Marino et al. (List of Contributions, 6) analyze territorial change in Italian inland territories through an ecosystem services framework that integrates ecological, social, and economic indicators. Methodologically, it is noteworthy because it uses an assessment model that considers how land transformations affect natural resources, economic viability, and social well-being. Results show that degradation of natural capital reduces ecosystem services and undermines the economic potential and the social resilience of these regions.

Čolić Marković and Danilović Hristić (List of Contributions, 7) address the inclusion of gender perspectives in urban planning, using qualitative, participatory, and policy analysis methods rather than quantitative modeling. The study uncovers persistent gender gaps in planning participation and decision-making, showing how planning cultures reproduce inequalities. Its major finding is that procedural inclusivity is as crucial as spatial equity, since technical solutions alone cannot address systemic exclusion. The significance lies in highlighting that integrated planning must combine spatial science with participatory governance.

Finally, Mazzalai et al. (List of Contributions, 8) propose a method to redefine urban boundaries to improve equity in healthcare access in Rome. They apply a socio-demographic spatial model, combining census data, socio-economic variables, and geospatial mapping of health services. This methodological approach incorporates equity lenses, highlighting disparities between administrative divisions and populated urban geographies. Results show that official boundaries do not align with actual demographic and health needs, producing systematic inequities in service provision.

3. Summary and Perspectives

Spatial analysis has moved from stylized, equilibrium-based theories to data-intensive, dynamic approaches. It now integrates satellite monitoring, big-data analytics, complex simulation procedures, machine learning, and AI-driven tools, providing a much richer basis for understanding and guiding urban and regional change and related spatial policies. Integrating spatial analysis methods into planning processes has become particularly critical in managing the spatial complexity of urban development, as spatial analysis tools allow planners to visualize and simultaneously analyze land-use patterns and environmental constraints at multiple scales.

Furthermore, contemporary planning increasingly emphasizes the multi-dimensional nature of urban systems. Social, economic, and environmental factors interact in complex ways. Spatial analysis facilitates the integration of diverse datasets—from demographic and economic statistics to mobility patterns and environmental indicators—helping planners understand the interdependencies among different urban processes.
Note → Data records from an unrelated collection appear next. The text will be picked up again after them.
PR #668, opened 2023-04-26
664 export balances notifications and loading

mikozet:
- [x] Add errors notification
- [x] Add confirmation notification


louilinn (approved):
I think we can improve error handling a bit but this is good enough for now

PR #3690, opened 2025-01-15
feat(sql): Adds url_download and url_upload to daft-sql

RCHowell:
#3575 

This change is a bit larger because I had to change how url_download and url_upload handled the parsing of keyword arguments to be more like image functions. I also moved some re-usable SQL argument parsing logic to a functions::args module.

I've left some notes/TODOs regarding input validation and handling of named parameters, but addressing these is outside the scope of this PR.

### DIFF
--- a/src/daft-sql/src/modules/uri/url_download.rs
+++ b/src/daft-sql/src/modules/uri/url_download.rs
@@ -1,0 +1,58 @@
+use daft_dsl::ExprRef;
+use daft_functions::uri::{self, download::UrlDownloadArgs};
+use sqlparser::ast::FunctionArg;
+
+use crate::{
+    error::{PlannerError, SQLPlannerResult},
+    functions::{self, SQLFunction, SQLFunctionArguments},
+    unsupported_sql_err, SQLPlanner,
+};
+
+/// The Daft-SQL `url_download` definition.
+pub struct SqlUrlDownload;
+
+impl TryFrom<SQLFunctionArguments> for UrlDownloadArgs {
+    type Error = PlannerError;
+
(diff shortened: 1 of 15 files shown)


src/daft-sql/src/modules/uri/url_download.rs
```diff
@@ -0,0 +1,58 @@
...
+    type Error = PlannerError;
+
+    fn try_from(args: SQLFunctionArguments) -> Result<Self, Self::Error> {
+        let max_connections: usize = args.try_get_named("max_connections")?.unwrap_or(32);
+        let raise_error_on_failure = functions::args::parse_on_error(&args)?;
+        let io_config = functions::args::parse_io_config(&args)?;
+        Ok(Self {
+            max_connections,
+            raise_error_on_failure,
+            multi_thread: true, // TODO always true
```
RCHowell, line 24: I wasn't able to find other examples of multi_thread in daft-sql, but the python logic defined in ExpressionUrlNamespace has

```python
multi_thread = not using_ray_runner
```

tests/sql/test_uri_exprs.py
```diff
@@ -0,0 +1,85 @@
...
+            col("urls").url.download().alias("downloaded"),
+            col("urls").url.download(max_connections=1).alias("downloaded_single_conn"),
+            col("urls").url.download(on_error="null").alias("downloaded_ignore_errors"),
+        )
+        .collect()
+        .to_pydict()
+    )
+
+    assert actual == expected
+
```
universalmind303, line 43: just as a sanity check, could we also make sure it works with scalar values

```sql
select url_download("https://...") from df;
```

universalmind303 (approved):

This Special Issue demonstrates how spatial analysis methods are instrumental in dealing with urban-environmental challenges. Cross-regional case studies illustrate how context-specific problems (e.g., urban heat islands, ecosystem services) can be addressed through a spatial–regional science lens. The focus on tools such as ENVI-Met (a leader in holistic 3D modeling software) and Sustainable Development Goals (SDG) indicators underscores a commitment to actionable research and informed policymaking. Overall, this Special Issue brings a convergence of theoretical advancement and practical application.